> **Exercise details**:
Report how many lines of the data below contain "ReviewService". Give nothing besides the number.

> **Stored items**:
▬▬▬▬▬▬
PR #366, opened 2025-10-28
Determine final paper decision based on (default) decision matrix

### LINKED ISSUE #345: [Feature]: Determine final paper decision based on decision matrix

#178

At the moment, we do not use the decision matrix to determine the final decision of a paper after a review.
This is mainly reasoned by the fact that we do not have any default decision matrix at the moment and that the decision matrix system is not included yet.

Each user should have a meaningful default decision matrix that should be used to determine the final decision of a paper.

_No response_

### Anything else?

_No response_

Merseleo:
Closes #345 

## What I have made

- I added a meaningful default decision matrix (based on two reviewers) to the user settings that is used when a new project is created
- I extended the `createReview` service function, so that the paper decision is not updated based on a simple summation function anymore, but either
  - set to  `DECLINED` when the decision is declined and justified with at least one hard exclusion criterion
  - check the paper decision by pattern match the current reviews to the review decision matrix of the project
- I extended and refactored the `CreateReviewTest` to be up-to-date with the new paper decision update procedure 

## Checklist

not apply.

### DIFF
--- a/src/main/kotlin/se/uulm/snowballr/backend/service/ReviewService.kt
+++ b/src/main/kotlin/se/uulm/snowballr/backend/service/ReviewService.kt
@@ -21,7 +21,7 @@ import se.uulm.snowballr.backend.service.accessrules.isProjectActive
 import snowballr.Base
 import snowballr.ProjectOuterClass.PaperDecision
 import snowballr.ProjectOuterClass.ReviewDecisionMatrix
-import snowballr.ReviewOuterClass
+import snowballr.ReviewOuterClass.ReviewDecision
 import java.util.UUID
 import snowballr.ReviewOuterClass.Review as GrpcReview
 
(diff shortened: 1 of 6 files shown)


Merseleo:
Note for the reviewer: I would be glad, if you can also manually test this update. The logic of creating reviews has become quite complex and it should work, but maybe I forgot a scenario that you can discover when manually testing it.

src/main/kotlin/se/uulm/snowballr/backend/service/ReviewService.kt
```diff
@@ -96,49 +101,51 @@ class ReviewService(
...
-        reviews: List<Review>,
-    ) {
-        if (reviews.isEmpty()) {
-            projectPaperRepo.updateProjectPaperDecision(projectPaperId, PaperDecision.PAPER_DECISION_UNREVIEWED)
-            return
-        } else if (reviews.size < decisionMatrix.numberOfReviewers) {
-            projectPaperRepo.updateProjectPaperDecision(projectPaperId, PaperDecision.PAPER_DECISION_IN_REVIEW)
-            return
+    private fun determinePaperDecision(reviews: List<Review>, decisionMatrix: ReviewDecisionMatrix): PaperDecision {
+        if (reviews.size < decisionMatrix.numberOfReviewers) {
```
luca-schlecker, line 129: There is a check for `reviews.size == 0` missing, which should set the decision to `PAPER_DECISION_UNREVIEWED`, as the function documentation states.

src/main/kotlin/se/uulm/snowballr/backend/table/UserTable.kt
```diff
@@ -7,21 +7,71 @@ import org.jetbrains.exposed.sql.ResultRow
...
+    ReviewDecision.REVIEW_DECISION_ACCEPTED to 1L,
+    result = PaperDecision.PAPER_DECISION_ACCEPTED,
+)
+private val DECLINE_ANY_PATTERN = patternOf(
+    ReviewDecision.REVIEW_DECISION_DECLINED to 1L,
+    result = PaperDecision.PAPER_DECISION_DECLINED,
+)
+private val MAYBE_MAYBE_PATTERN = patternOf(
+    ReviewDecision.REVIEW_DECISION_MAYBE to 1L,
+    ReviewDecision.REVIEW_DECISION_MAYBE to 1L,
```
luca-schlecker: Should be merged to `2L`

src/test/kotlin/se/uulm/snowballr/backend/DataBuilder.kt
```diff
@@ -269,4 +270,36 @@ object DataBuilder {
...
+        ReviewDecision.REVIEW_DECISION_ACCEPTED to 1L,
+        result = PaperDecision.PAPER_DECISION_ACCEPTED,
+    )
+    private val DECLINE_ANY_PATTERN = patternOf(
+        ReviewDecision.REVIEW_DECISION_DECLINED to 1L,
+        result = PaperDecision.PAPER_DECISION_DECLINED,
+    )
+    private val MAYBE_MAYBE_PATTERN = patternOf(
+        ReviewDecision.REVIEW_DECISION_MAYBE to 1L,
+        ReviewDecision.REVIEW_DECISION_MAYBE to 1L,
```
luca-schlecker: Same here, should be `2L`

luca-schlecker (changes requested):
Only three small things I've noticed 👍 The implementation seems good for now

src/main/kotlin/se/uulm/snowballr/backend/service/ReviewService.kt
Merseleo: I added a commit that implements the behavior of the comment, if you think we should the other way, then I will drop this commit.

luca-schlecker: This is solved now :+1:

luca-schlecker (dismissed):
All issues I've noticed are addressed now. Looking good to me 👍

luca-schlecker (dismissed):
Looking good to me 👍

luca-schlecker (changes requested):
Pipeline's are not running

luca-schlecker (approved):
▬▬▬▬▬▬
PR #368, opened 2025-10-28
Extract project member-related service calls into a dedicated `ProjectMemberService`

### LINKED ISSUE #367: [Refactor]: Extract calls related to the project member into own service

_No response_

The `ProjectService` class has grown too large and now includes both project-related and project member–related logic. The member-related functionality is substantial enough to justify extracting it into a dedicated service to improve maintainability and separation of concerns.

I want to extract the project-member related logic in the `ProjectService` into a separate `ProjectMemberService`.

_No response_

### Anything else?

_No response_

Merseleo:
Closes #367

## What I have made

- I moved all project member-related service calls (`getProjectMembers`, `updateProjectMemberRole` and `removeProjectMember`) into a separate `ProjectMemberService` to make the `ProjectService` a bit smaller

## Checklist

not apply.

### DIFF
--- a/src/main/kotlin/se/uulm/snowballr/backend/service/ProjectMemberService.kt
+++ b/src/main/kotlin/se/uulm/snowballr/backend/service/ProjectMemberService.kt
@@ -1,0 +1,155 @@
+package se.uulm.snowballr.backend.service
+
▬▬▬▬▬▬
> **Answer space**:
5